=== Section Start ===

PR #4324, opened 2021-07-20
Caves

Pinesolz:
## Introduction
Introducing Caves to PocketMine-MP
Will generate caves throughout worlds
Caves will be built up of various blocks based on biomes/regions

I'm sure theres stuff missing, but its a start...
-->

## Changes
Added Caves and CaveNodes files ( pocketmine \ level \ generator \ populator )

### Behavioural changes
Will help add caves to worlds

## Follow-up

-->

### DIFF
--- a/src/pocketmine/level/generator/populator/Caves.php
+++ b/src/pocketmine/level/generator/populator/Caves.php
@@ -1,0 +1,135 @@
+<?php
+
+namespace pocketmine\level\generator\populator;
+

=== Section End ===

TASK DESCRIPTION: Reproduce exactly the stretch of lines that starts at the one containing "Will help add caves to worlds" and ends with the final line of the data, including both ends and nothing more.

ANSWER TO THE PROBLEM:
Will help add caves to worlds

## Follow-up

-->

### DIFF
--- a/src/pocketmine/level/generator/populator/Caves.php
+++ b/src/pocketmine/level/generator/populator/Caves.php
@@ -1,0 +1,135 @@
+<?php
+
+namespace pocketmine\level\generator\populator;
+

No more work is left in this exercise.